Part I: Background on LLMs
- Training Process of LLMs
- Root Causes of Bias in LLMs
Large Language Models (LLMs), such as BERT, GPT-3, and LLaMA, have shown powerful performance and development prospects in various tasks of Natural Language Processing due to their robust text encoding and decoding capabilities and discovered emergent capabilities (e.g., reasoning). Despite their great performance, LLMs tend to inherit bias from multiple sources, including training data, encoding processes, and fine-tuning procedures, which may result in biased decisions against certain groups defined by the sensitive attribute (e.g., age, gender, or race). The biased prediction has raised significant ethical and societal concerns, severely limiting the adoption of LLMs in high-risk decision-making scenarios such as hiring, loan approvals, legal sentencing, and medical diagnoses.

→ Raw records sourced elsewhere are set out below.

PR #6491, opened 2024-08-03
fastcgi: use client IP for REMOTE_ADDR

looi:
The remote port is still used for REMOTE_PORT. I believe this matches the normal/desired behavior when using PHP with nginx realip / apache remoteip (which is provided by caddy client_ip_headers/trusted_proxies). It allows better compatibility with most PHP applications that expect the client IP in REMOTE_ADDR. Tested working with php fastcgi.

### DIFF
--- a/modules/caddyhttp/reverseproxy/fastcgi/fastcgi.go
+++ b/modules/caddyhttp/reverseproxy/fastcgi/fastcgi.go
@@ -211,18 +211,11 @@ func (t Transport) buildEnv(r *http.Request) (envVars, error) {
 
 	var env envVars
 
-	// Separate remote IP and port; more lenient than net.SplitHostPort
-	var ip, port string
-	if idx := strings.LastIndex(r.RemoteAddr, ":"); idx > -1 {
-		ip = r.RemoteAddr[:idx]
-		port = r.RemoteAddr[idx+1:]
-	} else {
-		ip = r.RemoteAddr
+	ip := caddyhttp.GetVar(r.Context(), caddyhttp.ClientIPVarKey).(string)
+	_, port, err := net.SplitHostPort(r.RemoteAddr)
+	if err != nil {
+		port = ""
 	}
-
-	// Remove [] from IPv6 addresses
-	ip = strings.Replace(ip, "[", "", 1)
-	ip = strings.Replace(ip, "]", "", 1)
 
 	// make sure file root is absolute
 	root, err := filepath.Abs(repl.ReplaceAll(t.Root, "."))


francislavoie:
No, this change is insecure and incorrect. Your PHP app _must_ consult `X-Forwarded-For`.

looi:
Setting real IP for fastcgi REMOTE_ADDR is the default behavior for both nginx (ngx_http_realip_module) and apache (mod_remoteip). I have personally tested this, and it should be clear if you look around [online](https://stackoverflow.com/a/27294535). For example, simple apache config will cause X-Forwarded-For to be passed as REMOTE_ADDR:

```
ProxyPassMatch ^/(.*\.php(/.*)?)$ fcgi://127.0.0.1:9000/scripts/$1
RemoteIPHeader X-Forwarded-For
```

If the PHP application needs to check X-Forwarded-For, it means every PHP application needs to re-implement the trusted proxy checking that the web server does. It makes more sense that the webserver should just pass the verified real IP as REMOTE_ADDR. In practice PHP applications also tend to treat REMOTE_ADDR as the original client IP. I think this is why both apache and nginx do this by default.

Also RFC 3875 [defines](https://datatracker.ietf.org/doc/html/rfc3875#section-4.1.8) REMOTE_ADDR as "network address of the client sending the request to the server". I personally don't think setting the original client IP violates this spec.

If you still think this is insecure and incorrect (or nonstandard), can you elaborate?

francislavoie:
Real IP in other servers is opt in. You're proposing to make it always on. That's not the same thing. 

With your change, it would be _impossible_ for PHP apps to verify that the chain of IPs that the connection went through to reach it. You'd be hiding information from the PHP app for _everyone_. That's not okay. 

> Also RFC 3875 defines REMOTE_ADDR as "network address of the client sending the request to the server".

Exactly, the network address, as in the IP address on the TCP packets received by that server, aka the immediate client, not the originating client. 

> If the PHP application needs to check X-Forwarded-For, it means every PHP application needs to re-implement the trusted proxy checking that the web server does.

Correct, that's by design. 

You can always override any env passed to your PHP app with the `env` option in your Caddyfile, there's no need to change Caddy itself to do this. But we will never recommend this because it's the wrong way to do it. Modern PHP frameworks make it extremely easy to configure trusted proxies, use that functionality.

looi:
> Real IP in other servers is opt in. You're proposing to make it always on. That's not the same thing.

This behavior in apache/nginx is the default behavior, not opt-in. (If you consider that specifying RemoteIPHeader in apache is "opting in", then specifying client_ip_headers would be "opting in" for caddy. That is exactly what this change does. It does not affect caddy's behavior in other cases.)

> Exactly, the network address, as in the IP address on the TCP packets received by that server, aka the immediate client, not the originating client.

It seems like apache/nginx don't agree with your interpretation. I think it's also important to consider the practical usage of things, not only the standards.

> You can always override any env passed to your PHP app with the env option in your Caddyfile, there's no need to change Caddy itself to do this.

Are you sure? It looks like REMOTE_ADDR and other fastcgi params are currently hardcoded in caddy.

> Modern PHP frameworks make it extremely easy to configure trusted proxies, use that functionality.

You are often limited by the functionality provided by software packages like WordPress. With commercial protected software, you may not be able to hack the source code even if you wanted to. Here's a more concrete example. Let's say someone wants to set up a WordPress blog behind a reverse proxy using php-fastcgi. Apache could be configured as:

```
ProxyPassMatch ^/(.*\.php(/.*)?)$ fcgi://127.0.0.1:9000/scripts/$1
RemoteIPHeader X-Forwarded-For
RemoteIPTrustedProxy <trusted proxy range>
```

Nginx could be configured as:

```
location ~ \.php$ {
  fastcgi_pass 127.0.0.1:9000;
  include fastcgi_params;
}
set_real_ip_from  <trusted proxy range>;
real_ip_header X-Forwarded-For;
```

Caddy could be configured as:

```
php_fastcgi 127.0.0.1:9000
client_ip_headers X-Forwarded-For
trusted_proxies static <trusted proxy range>
```

With apache and nginx, WordPress will receive the verified real IP and work as expected. On the other hand, with caddy, WordPress will not work properly. AFAIK WordPress does not provide any built-in options other than blindly trusting X-Forwarded-For, which is totally insecure. I agree that this is possibly "the wrong way to do it". But I think we need to also look at the practical aspect of the vast amount of already existing and widely-used PHP software, and allowing users to set up the software correctly in an easy and non-error-prone manner.

image

> With your change, it would be impossible for PHP apps to verify that the chain of IPs that the connection went through to reach it. You'd be hiding information from the PHP app for everyone. That's not okay.

I agree that it would be impossible for PHP apps to verify the chain of IPs. On the other hand, I think this is behavior is pretty standard and matches the behavior of apache and nginx.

The necessity for a comprehensive understanding of how different fair LLM methodologies are implemented and understood across diverse studies. Lacking clarity on these correspondences, the design of future fair LLMs can become challenging. Consequently, there is a pressing need for a systematic tutorial elucidating the recent advancements in fair LLMs. However, although there are several tutorials that address fairness in machine learning algorithms, these primarily focus on fairness in broader machine learning algorithms. There is a noticeable gap in inclusive resources that specifically address fairness within LLMs, distinguishing it from traditional models and discussing recent developments. To address this need, we present a tutorial on fairness in Large Language Models: Recent Advances and Future. This tutorial aims to provide researchers, developers, and practitioners an up-to-date and comprehensive review of existing work on fair LLMs.